PR #11492, opened 2020-04-27
docs: update AST spec

JLHwung:

Added `BigIntLiteral` and logical assignment operators. Also refined some interface declarations.

I leave `OptionalCallExpression` undocumented as in ESTree it is still highly debated and we should decide in the future whether we will go with the ESTree design.

### DIFF
--- a/packages/babel-parser/ast/spec.md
----------
AIM OF THE TASK
Reproduce the material verbatim, line by line.

THE COMPLETED TASK
PR #11492, opened 2020-04-27
docs: update AST spec

JLHwung:

Added `BigIntLiteral` and logical assignment operators. Also refined some interface declarations.

I leave `OptionalCallExpression` undocumented as in ESTree it is still highly debated and we should decide in the future whether we will go with the ESTree design.

### DIFF
--- a/packages/babel-parser/ast/spec.md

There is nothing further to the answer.